● What to produce: Go line by line through the data below and work out how many lines contain "ResultStatus"; the answer is that number alone.

● Supplied records:
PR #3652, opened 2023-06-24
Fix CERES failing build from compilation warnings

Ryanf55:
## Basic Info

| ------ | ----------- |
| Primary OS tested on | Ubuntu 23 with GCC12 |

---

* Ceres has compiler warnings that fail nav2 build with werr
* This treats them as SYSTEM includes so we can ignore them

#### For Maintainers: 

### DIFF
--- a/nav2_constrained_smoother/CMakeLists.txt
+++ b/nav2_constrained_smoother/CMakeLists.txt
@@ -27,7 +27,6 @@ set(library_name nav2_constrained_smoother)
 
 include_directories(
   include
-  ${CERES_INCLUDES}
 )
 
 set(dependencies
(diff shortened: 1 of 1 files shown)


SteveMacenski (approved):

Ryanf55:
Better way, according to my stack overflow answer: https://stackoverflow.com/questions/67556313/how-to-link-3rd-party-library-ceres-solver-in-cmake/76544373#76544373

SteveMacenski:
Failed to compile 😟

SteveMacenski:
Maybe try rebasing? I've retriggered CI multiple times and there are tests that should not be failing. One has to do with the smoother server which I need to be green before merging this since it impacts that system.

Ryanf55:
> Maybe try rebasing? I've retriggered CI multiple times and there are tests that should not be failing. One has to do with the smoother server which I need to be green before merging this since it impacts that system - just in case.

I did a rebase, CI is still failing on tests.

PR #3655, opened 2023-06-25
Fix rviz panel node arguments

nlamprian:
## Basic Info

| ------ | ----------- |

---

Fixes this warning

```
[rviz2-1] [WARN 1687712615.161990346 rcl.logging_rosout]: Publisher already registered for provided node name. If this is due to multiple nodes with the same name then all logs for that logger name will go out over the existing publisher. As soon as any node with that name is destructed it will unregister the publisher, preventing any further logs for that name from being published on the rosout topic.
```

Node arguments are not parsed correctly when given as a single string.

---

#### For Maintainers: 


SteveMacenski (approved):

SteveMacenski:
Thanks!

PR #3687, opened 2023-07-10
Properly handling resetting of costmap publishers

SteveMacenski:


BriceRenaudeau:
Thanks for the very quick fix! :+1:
--
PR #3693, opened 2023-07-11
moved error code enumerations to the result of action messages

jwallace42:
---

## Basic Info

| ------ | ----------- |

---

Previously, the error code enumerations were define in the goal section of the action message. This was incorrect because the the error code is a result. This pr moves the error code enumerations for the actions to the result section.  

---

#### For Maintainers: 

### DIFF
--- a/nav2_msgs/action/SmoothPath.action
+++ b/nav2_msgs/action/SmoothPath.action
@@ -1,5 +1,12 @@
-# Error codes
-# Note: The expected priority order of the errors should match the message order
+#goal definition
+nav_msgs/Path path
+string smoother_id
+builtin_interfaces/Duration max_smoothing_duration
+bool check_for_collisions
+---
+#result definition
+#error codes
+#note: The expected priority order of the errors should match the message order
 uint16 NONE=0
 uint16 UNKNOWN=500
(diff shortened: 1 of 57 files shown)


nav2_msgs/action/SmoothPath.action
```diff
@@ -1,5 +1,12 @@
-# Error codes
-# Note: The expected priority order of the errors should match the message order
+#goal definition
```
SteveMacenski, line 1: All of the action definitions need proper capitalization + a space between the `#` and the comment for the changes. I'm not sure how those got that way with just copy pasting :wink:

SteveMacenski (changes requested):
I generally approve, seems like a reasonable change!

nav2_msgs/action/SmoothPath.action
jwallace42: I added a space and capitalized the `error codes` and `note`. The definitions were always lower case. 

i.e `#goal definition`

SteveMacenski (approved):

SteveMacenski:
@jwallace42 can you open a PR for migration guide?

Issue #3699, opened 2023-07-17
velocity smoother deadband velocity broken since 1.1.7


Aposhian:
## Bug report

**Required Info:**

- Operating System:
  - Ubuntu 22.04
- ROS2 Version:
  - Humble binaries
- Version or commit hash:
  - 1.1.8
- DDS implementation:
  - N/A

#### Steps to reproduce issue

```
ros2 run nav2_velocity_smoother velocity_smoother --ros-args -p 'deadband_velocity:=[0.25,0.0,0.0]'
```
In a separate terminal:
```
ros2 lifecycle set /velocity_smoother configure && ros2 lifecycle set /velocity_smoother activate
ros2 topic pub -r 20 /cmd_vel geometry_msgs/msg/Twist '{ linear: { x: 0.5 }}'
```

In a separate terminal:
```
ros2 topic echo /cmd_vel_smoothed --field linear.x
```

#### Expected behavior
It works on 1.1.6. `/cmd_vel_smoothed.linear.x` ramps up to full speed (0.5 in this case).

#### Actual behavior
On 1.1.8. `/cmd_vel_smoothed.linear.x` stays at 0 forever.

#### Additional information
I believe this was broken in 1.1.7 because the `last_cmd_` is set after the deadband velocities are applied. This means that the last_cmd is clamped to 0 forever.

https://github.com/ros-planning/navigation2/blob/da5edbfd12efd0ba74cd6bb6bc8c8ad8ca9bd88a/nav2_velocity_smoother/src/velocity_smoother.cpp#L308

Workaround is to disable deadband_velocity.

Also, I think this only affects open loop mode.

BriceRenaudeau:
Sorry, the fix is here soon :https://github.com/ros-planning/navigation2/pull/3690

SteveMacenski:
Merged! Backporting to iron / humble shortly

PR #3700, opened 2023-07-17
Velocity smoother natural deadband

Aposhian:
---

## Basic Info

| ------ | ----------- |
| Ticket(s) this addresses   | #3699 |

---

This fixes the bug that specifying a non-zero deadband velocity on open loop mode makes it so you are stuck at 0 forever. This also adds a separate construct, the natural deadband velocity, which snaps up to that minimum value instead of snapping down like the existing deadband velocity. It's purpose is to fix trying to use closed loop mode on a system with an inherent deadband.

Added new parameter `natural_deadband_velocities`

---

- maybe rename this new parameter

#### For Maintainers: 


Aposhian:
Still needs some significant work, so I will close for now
* * *
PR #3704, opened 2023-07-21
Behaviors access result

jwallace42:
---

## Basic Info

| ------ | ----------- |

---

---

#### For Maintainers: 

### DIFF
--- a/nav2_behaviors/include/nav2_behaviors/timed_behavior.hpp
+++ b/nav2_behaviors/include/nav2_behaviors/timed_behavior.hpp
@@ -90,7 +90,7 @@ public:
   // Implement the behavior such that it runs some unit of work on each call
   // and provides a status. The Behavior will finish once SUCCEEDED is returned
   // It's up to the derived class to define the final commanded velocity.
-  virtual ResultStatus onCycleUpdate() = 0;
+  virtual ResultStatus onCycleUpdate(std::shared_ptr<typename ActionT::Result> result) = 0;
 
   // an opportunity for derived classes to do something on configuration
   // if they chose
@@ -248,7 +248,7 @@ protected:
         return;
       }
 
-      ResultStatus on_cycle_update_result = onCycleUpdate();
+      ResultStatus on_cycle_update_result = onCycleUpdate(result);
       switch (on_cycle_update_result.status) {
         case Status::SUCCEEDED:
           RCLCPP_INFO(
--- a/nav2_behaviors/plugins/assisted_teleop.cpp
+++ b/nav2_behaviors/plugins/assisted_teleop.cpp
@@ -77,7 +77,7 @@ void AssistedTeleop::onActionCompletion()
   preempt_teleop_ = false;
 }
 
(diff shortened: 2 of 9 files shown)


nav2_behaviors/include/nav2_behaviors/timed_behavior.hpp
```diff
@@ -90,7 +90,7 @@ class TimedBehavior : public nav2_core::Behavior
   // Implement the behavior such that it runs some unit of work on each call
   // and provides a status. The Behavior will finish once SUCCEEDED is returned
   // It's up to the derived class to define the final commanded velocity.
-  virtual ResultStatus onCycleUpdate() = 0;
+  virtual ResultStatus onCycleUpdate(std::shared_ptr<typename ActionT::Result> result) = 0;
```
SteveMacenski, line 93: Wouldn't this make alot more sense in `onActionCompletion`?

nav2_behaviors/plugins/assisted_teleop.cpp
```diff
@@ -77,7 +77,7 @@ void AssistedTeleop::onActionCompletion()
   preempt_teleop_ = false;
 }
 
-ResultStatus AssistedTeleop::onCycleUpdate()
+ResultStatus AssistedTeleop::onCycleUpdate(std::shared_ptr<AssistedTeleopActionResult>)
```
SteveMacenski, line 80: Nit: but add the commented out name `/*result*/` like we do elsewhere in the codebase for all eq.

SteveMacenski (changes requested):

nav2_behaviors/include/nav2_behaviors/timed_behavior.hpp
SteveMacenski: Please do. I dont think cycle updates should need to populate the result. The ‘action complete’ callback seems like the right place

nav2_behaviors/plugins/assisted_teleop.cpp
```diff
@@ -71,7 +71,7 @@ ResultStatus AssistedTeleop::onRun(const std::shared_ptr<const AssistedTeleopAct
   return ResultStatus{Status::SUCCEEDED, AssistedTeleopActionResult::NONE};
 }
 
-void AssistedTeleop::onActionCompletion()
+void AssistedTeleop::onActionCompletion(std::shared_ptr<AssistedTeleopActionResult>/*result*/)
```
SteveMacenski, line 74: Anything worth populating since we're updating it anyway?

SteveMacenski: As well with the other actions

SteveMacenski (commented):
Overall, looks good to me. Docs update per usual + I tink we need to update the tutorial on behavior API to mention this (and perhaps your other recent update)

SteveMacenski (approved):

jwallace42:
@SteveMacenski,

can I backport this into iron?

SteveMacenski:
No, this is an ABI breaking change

● Written response: 10